Такая боль в вашем сердце, такая беда.
Однако Человек-совесть понимает, что перегнул. Он лучится радушием, он называет вас Андрюша, как зовут вас лишь домашние.
— Вы, кажется, у Мура недавно побывали — как там его овечки? — ластится он со счастливой завистью.
Его самого давно подбивало построить что-то для «братьев меньших». Его жена Лиля, тоже художник, миниатюрная, как лукавая искорка в глазах, загадочная, как персидская миниатюра, и лучшая в Москве кулинарка пиццы, будучи в Англии, посетила Мура.
— В каком году это было, Лиля? — кричит он, приложив ладони к губам.

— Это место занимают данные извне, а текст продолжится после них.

PR #471, opened 2021-01-24
Block duplicated email

AricStewart:
This transition is going to be a bit timing sensitive.

You will want to run the clean_duplicate_accounts tool via the web
when there is no neon update running.  Have ?update=1 to do the work
otherwise it will be a dry-run.

Then when the next neon update occures it should properly
not re-duplicate accounts and new neon accounts should not end up as
duplicates.

However if a neon update occures after this patch is applies and
before you run clean_duplicate_accounts, then the neon update will
behave a bit unpredictable around accounts with duplicate email and
may not assige the correct primary account.

### DIFF
--- a/tools/clean_duplicate_accounts.php
+++ b/tools/clean_duplicate_accounts.php
@@ -1,0 +1,134 @@
+<?php
+/*.
+    require_module 'standard';
+.*/
+
+require_once(__DIR__."/../functions/functions.inc");
+
+$dependsField = 'dependentOnID';
+$do_update = false;
+
+
+function find_duplicates()
+{
+    $sql = <<<SQL
+        SELECT
+            *
+        FROM
+            `Members` AS base
+        WHERE
+            (
+            SELECT
+                COUNT(AccountID) AS COUNT
+            FROM
+                `Members`
+            WHERE
+                Email = base.Email
+        ) > 1
+        ORDER BY
+            `base`.`Email` ASC;
+SQL;
+    $sth = \DB::run($sql);
+    $data = $sth->fetchAll();
+    if (empty($data)) {
+        return null;
+    }
+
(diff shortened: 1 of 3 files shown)


mshappe:
Based on our e-mail thread, have you already updated the code for case insensitivity?

AricStewart:
> Based on our e-mail thread, have you already updated the code for case insensitivity?

Yup

mshappe:
You should push that code here, then. The code I'm seeing here still looks case sensitive. Or am I missing a thing?

tools/clean_duplicate_accounts.php
```diff
@@ -0,0 +1,134 @@
...
+SQL;
+    $sth = \DB::run($sql);
+    $data = $sth->fetchAll();
+    if (empty($data)) {
+        return null;
+    }
+
+    $result = [];
+    foreach ($data as $entry) {
+        $email = strtolower($entry['Email']);
```
AricStewart, line 39: Here is where I am strtolower to make the PHP parts case insensitive.

tools/clean_duplicate_accounts.php
```diff
@@ -0,0 +1,134 @@
...
+        FROM
+            `Members` AS base
+        WHERE
+            (
+            SELECT
+                COUNT(AccountID) AS COUNT
+            FROM
+                `Members`
+            WHERE
+                Email = base.Email
```
AricStewart, line 26: MySQL is by default case insensitive for string based entries.

mshappe: ...seriously?

MySQL is WEIRD. 😁  But it works in our favour here, so whatevs.

mshappe (approved):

— В семьдесят третьем, — отвечает Лиля из Веймара. И добавляет — Синеглазый такой старикашка…
— Она у меня в Веймаре сейчас, в командировке, — поясняет Павлов.
Он не знаком с Муром, но художники обходятся без виз и обмениваются визуальными мыслями. Павлов счастлив, что собрат его понят овцами. Сейчас Москва стремительно расстраивается. Лесные просеки становятся улицами, вольные рощи и поля — площадями. Обманутые генетической памятью, в наши крупноблочные клетки то лось забредет, то пыльная смятенная лисица, то волк-шизофреник.
Ночами над белой поленовской задушевной церквушкой, ставшей складом, за Круглым домом безумствует семья соловьев. Они поют на краю бывшего Ведьминого, или Троицкого, оврага, который некогда зарастал бурьяном, черемухой, убийствами и любовью. Отчаянные головы заруливали сюда, а барышни с замиранием сердца прошмыгивали мимо.
Гонимые непонятной памятью, неистребимые гениальные пигалицы, зачем они прилетели из незапамятных далей своих в глубь Москвы, зачем они выводят свои самоубийственные колена над ржавыми жестянками гаражей, остывающим асфальтом, желтым пивным ларьком и мстительными прожорливыми желтоглазыми дворовыми кошками? Зачем смущают захмелевших горожан?